Method: Electronic searches of MEDLINE, Embase, CINAHL, ERIC, DARE, CDSR, PsycINFO, Austhealth and HealthInfoNet were undertaken. Changes in diagnostic criteria for DIP and variability in methodology meant a qualitative synthesis of the data was undertaken.
Results: From the 142 potential studies, 42 peer reviewed journal articles met the inclusion criteria. GDM prevalence in 65% of studies was greater for Indigenous and Aboriginal women than the comparison groups; Pacific Islander 8.1%, Canadian Aboriginal 11.5%, American Indian 7.9%, Australian Aboriginal 8.4% compared with 2–5% worldwide. Of studies reporting high birth weight (>4000 g) and DIP, 75% had a higher than expected prevalence, 86% had higher macrosomia prevalence and 63% had higher stillbirth rates. Studies with Alaskan,Australian Aboriginal and Pacific Islander women had GDM prevalence both greater and less than comparison groups.

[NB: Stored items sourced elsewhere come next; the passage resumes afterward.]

PR #1021, opened 2021-03-17
new POST API method allowing import of images from one provider into another

iv1111:
- this action is implemented in the context of a cloud template collection

- added import API endpoint for the image import operation in 'api.conf'

- added 'import_resource' implementation to the 'cloud_templates_controller.rb'

- calling static queueing method of the corresponding cloud template

- validation of input data is present and throws exceptions in case of malformed input

- minimal payload for a corresponding sample POST request
  '{"action": "import", "dst_provider_id": 10, "src_provider_id": 14, "src_image_id": 23 }'
  API path: /api/cloud_templates

- sibling PR in the base ManageIQ repository introducing static queuing method
  into base Template class is: https://github.com/ManageIQ/manageiq/pull/21106

- sibling PR in the base ManageIQ introducing a new feature is:
  https://github.com/ManageIQ/manageiq/pull/21112

### DIFF
--- a/app/controllers/api/cloud_templates_controller.rb
+++ b/app/controllers/api/cloud_templates_controller.rb
@@ -8,12 +8,31 @@ module Api
       end
     end
 
+    def import_resource(_type, _id, data = {})
+      params = %w[dst_provider_id src_provider_id src_image_id]
+      raise BadRequestError, "Parameter 'data' has to contain non-empty values for the keys '#{params.join(", ")}', received: '#{data.to_json}'" if data.values_at(*params).any?(&:blank?)
+      raise BadRequestError, "Source and destination provider identifiers must differ" if data['dst_provider_id'] == data['src_provider_id']
+
+      ems_dst   = resource_search(data['dst_provider_id'], :providers, collection_class(:providers))
+      ems_src   = resource_search(data['src_provider_id'], :providers, collection_class(:providers))
+      src_image = resource_search(data['src_image_id'],    :providers, collection_class(:templates))
+
+      raise BadRequestError, "Source image specified by the id '#{data['src_image_id']}' does not belong to the source provider with id '#{ems_src.id}'" if src_image.ems_id != ems_src.id
+
+      task_id = ManageIQ::Providers::CloudManager::Template.import_image_queue(session[:userid], ems_dst, data)
+      msg = "Importing image '#{src_image.name}' from '#{ems_src.name}' into '#{ems_dst.name}'."
+      api_log_info(msg)
+
+      action_result(true, msg, :task_id => task_id)
+    rescue => err
+      action_result(false, err.to_s)
+    end
+
     private
 
     def cloud_template_ident(cloud_template)
       "CloudTemplate id:#{cloud_template.id} name:'#{cloud_template.name}'"
     end
-
 
     def request_compliance_check(cloud_template)
       desc = "#{cloud_template_ident(cloud_template)} check compliance requested"
--- a/config/api.yml
+++ b/config/api.yml
@@ -699,6 +699,8 @@
         :identifier: image_show_list
       - :name: set_ownership
         :identifier: image_ownership
+      - :name: import
+        :identifier: image_import
     :resource_actions:
       :get:
       - :name: read


iv1111:
@agrare here is the corresponding PR for the image-import support

iv1111:
Is it alright to ignore the only codeclimate rubocop suggestion in this particular case?

iv1111:
What is the reason for the build failure? Looking at a log seems that some spec test fails ...

iv1111:
Looking at the spec code, seems that MiqProductFeature doesn't contain the _import_image_. Where else except for _api.yml_ do I have to add the new API declaration?

agrare:
@iv1111 that's a product feature that you have to add to https://github.com/ManageIQ/manageiq/blob/master/db/fixtures/miq_product_features.yml

agrare:
@miq-bot cross-repo-tests manageiq#21112 manageiq-ui

agrare:
@miq-bot cross-repo-tests manageiq#21112, manageiq-ui

agrare:
@iv1111 https://travis-ci.com/github/ManageIQ/manageiq-cross_repo-tests/jobs/492762624#L2497-L2500 looks like a valid spec failure

iv1111:
@agrare Not sure what the reason is, as I have added new feature definition to the specified file.
Adding @h-kataria to the discussion. Do you know what is missing here?

h-kataria:
> @agrare Not sure what the reason is as I have added new feature definition to the specified file.
> Adding @h-kataria to the discussion. Do you know what is missing here?

@iv1111 it is expecting this feature to be present in miq_product_features.yml in core repo

iv1111:
@h-kataria Hi. This PR adds it: https://github.com/ManageIQ/manageiq/pull/21112
@agrare has run a built using that PR and it still fails although I've added it there.
So, what else is missing?

I've added it like this there:

    ```
:name: Import Cloud Template
    :description: Import Cloud Template
    :feature_type: control
    :identifier: import_image
```

**Comment by agrare** [comment]
That is very strange, the spec passes locally with your PR merged but not on cross repo.  Let me try running cross-repo locally and see if that also fails

File: config/api.yml [hunk 1]
```diff
@@ -679,6 +679,8 @@
         :identifier: image_show_list
       - :name: set_ownership
         :identifier: image_ownership
+      - :name: import
+        :identifier: image_import
```
h-kataria, line 683: https://github.com/ManageIQ/manageiq/pull/21112/files#diff-cdcd147fb85ef58d008a4ad0cfa3ddfea649382cb062407e2342aff07362b6cfR6734 has `import_image` not sure which one of these is correct

agrare:
Still failing on cross-repo locally, good catch @h-kataria that looks like it is it

iv1111:
@miq-bot cross-repo-tests manageiq#21112, manageiq-ui

iv1111:
@miq-bot cross-repo-tests manageiq#21112, manageiq-api#1021, manageiq-ui-classic

config/api.yml
iv1111: Thanks you @h-kataria. My mistake, I've swapped the words for some reason. I started now a new cross-repo test to be sure.

agrare:
@abellotti could you take a look?

agrare:
@iv1111 this is going to need a spec test

app/controllers/api/cloud_templates_controller.rb
```diff
@@ -8,6 +8,29 @@ def check_compliance_resource(type, id, _data = nil)
       end
     end
 
+    def import_resource(_type, _id, data = {})
+      params = %w(dst_provider_id src_provider_id src_image_id)
+      raise "Parameter 'data' has to contain non-empty values for the keys '#{params}', received: '#{data}'" if data.values_at(*params).any?(&:blank?)
```
agrare, line 13: I'm guessing these should all be `raise BadRequestError, ""`

agrare: `the keys '#{params}', received: '#{data}'"`

You should `#{params.join(", ")}` so this prints a little nicer

iv1111:
@agrare I've incorporated your suggestions. I also added new keys: cloud object storage id (cos_provider_id) and the bucket id (cos_bucket_id). Their validation is added too. I've tested by adding a sample COS provider and creating a dummy bucket within.

app/controllers/api/cloud_templates_controller.rb
iv1111: done.

app/controllers/api/cloud_templates_controller.rb
```diff
@@ -8,6 +8,35 @@ def check_compliance_resource(type, id, _data = nil)
...
+      raise BadRequestError, "Parameter 'data' has to contain non-empty values for the keys '#{params.join(", ")}', received: '#{data}'" if data.values_at(*params).any?(&:blank?)
+      raise BadRequestError, "Source and destination provider identifiers must differ"  if data['dst_provider_id'] == data['src_provider_id']
+
+      ems_dst = resource_search(data['dst_provider_id'], :providers, collection_class(:providers))
+      raise BadRequestError, "Specified destination provider cannot be found by this id: '#{data['dst_provider_id']}'" if ems_dst.nil?
+
+      ems_src = resource_search(data['src_provider_id'], :providers, collection_class(:providers))
+      raise BadRequestError, "Specified source provider cannot be found by this id: '#{data['src_provider_id']}'" if ems_src.nil?
+
+      src_image = resource_search(data['src_image_id'], :providers, collection_class(:templates))
```
agrare, line 22: @iv1111 We'll need to check that `src_image.supports?(:import_image)` here

app/controllers/api/cloud_templates_controller.rb
```diff
@@ -8,6 +8,35 @@ def check_compliance_resource(type, id, _data = nil)
...
+      raise BadRequestError, "Source image specified by the id '#{data['src_image_id']}' cannot be found in the source provider with id '#{ems_src.id}'" if src_image.nil? || src_image.ems_id != ems_src.id
+
+      cos = resource_search(data['cos_provider_id'], :providers, collection_class(:providers))
```
agrare, line 25: Is the this different from the destination provider?  I thought the ibm cloud object storage manager was the target provider

iv1111: no, it is a transient storage, the final destination is the _ems_dst_.

app/controllers/api/cloud_templates_controller.rb
iv1111: You probably mean _ems_src_. It's the properties of source and destination providers to support import.

Right now I'm not sure how to implement this properly. It has to meet at both ends. Namely, instance denoted by _ems_dst_ has to support import from the instance denoted as _ems_src_. E.g. hypothetical situation - PVS supports import from PVC but not OpenStack, while OpenStack supports import from PVS (i.e. a directed graph).

Also something to note. Support of import can't be defined fixed for all instances of a given class. It depends on whether, say, user has done some preparations on the PowerVC server, prior to caling this API method.

iv1111: If possible, It'd be great if we could postpone the validation of this particular case and create a work item for it not to forget, mentioning it in this PR.

app/controllers/api/cloud_templates_controller.rb
iv1111: Hmm. But I see the problem now. If this API were to be generic it should probably not contain anything about the transient storage as it this step is specific to the PVS <----> PVC scenario. I guess I'll have to validate these parameters in PVS/PVC and not in the API controller.

iv1111:
@agrare I'm not sure now if checking _ems_src_ and _ems_dst_ and throwing an exception is needed. I noticed that _resource_search_ throws exceptions itself. Maybe I should remove my own checks of this type.

app/controllers/api/cloud_templates_controller.rb
iv1111: I think it's more like we have to do something like this:

`ok = dst_provider.supports_import_from?(src_provider_id) && src_provider.supports_export_to?(dst_provider_id)`

This way one can be sure that the _dst_provider_ has done manual or any other preparations (if any) to support the importing from this particular _src_provider_ type and that _src_provider_ is capable of providing the image to _dst_provider_. I guess that doing it this way would also defy the purpose for defining a graph using "allowed_*" .

However, in such case _supports_import_from_ and _supports_export_to_ would have to check for class names and set _supports_ value accordingly, which isn't that nice.

iv1111: Imagine PVS with id = 1 generally supports import from PVC but this particular PVC with id=6  isn't prepared for that (and not even menat to), while PVC instance with id = 8 is prepared. So having a statically defined graph somewhere doesn't help you to determine if the execution can continue.

agrare: If you have to check that a provider is configured to import from/export to a specific other provider then `supports feature` is not the right way to do this.

agrare: Okay well the API isn't the right place to be doing this, we are going to need to look at filtering down what are "eligible" selections when building the dialog dropdowns the API should just take what it is given and pass it along.

agrare:
@iv1111 can you open an issue in https://github.com/ManageIQ/manageiq-providers-ibm_cloud/issues to track all of these related pull requests, and we can discuss the design for the dialogs/validations there?

agrare (approved):

agrare:
Take out of WIP when you're ready

iv1111:
@agrare I've removed WIP and squashed my commits into one.
Referencing the parent issue here: [180](https://github.com/ManageIQ/manageiq-providers-ibm_cloud/issues/180)

agrare (approved):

Conclusion: Correcting the health disparity for Indigenous and Aboriginal women with DIP is a health priority. DIP prevalence is not the same for all Indigenous and Aboriginal women. Inconsistent study design without robust data is interfering with accurate prevalence of DIP. New international consensus guidelines provide opportunities for high quality studies of DIP for Indigenous and Aboriginal women.